◆ **WORK REQUEST**
The expected answer is every line of the material that contains the word "opened".

◆ **EXTRACTED ENTRIES**
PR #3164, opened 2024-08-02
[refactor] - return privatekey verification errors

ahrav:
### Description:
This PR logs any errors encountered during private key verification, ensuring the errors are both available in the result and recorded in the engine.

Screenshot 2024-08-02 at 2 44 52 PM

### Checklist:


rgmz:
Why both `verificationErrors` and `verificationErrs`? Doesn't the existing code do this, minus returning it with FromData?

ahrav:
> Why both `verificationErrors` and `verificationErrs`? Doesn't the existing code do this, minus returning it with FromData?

--

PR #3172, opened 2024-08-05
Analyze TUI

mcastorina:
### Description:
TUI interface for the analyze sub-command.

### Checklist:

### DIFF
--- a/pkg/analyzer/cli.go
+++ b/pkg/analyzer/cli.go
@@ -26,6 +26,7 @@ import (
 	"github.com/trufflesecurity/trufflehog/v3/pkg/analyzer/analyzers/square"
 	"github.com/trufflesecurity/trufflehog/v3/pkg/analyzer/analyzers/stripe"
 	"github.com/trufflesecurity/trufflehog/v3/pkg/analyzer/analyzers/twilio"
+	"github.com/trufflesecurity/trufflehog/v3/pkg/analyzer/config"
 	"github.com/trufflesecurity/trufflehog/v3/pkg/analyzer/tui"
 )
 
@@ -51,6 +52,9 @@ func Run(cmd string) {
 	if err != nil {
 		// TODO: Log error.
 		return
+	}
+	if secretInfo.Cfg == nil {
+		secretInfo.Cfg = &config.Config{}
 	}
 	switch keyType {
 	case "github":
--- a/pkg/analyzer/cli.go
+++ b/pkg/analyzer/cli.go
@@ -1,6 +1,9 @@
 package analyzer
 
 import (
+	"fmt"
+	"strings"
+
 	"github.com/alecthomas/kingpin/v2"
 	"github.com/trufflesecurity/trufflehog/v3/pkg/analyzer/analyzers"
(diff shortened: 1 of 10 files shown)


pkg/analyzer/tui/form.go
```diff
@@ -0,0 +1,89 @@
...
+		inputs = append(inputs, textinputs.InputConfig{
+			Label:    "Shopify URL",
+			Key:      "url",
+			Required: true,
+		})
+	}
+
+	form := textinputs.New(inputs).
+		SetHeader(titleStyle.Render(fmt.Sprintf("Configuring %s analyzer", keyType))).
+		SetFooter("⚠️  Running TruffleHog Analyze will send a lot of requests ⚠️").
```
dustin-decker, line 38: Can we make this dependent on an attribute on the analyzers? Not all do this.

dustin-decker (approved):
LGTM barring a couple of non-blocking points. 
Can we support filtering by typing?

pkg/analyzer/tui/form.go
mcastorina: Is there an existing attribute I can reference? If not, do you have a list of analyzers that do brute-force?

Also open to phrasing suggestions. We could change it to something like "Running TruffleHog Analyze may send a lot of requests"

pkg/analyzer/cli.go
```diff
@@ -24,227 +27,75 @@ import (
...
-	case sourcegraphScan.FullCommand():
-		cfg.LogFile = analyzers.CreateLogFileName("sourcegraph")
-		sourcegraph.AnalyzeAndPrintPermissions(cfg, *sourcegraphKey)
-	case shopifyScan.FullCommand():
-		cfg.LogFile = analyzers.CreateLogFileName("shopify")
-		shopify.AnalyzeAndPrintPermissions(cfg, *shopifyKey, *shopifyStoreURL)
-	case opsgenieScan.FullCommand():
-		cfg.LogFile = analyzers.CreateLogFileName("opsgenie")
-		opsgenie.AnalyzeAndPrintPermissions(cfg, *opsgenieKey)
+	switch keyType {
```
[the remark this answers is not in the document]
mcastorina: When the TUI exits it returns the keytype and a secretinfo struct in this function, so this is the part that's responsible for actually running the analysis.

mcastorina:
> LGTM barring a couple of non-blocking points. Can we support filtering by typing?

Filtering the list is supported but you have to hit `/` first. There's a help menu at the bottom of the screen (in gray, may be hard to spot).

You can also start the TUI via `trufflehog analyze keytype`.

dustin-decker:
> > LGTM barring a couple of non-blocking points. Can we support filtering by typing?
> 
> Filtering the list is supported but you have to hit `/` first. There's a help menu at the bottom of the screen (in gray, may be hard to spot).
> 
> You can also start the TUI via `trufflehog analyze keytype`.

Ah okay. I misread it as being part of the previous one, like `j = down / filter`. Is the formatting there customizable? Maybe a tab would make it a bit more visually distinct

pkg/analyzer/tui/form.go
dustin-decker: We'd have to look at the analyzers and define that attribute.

◆ **SOLUTION BELOW**
PR #3164, opened 2024-08-02
PR #3172, opened 2024-08-05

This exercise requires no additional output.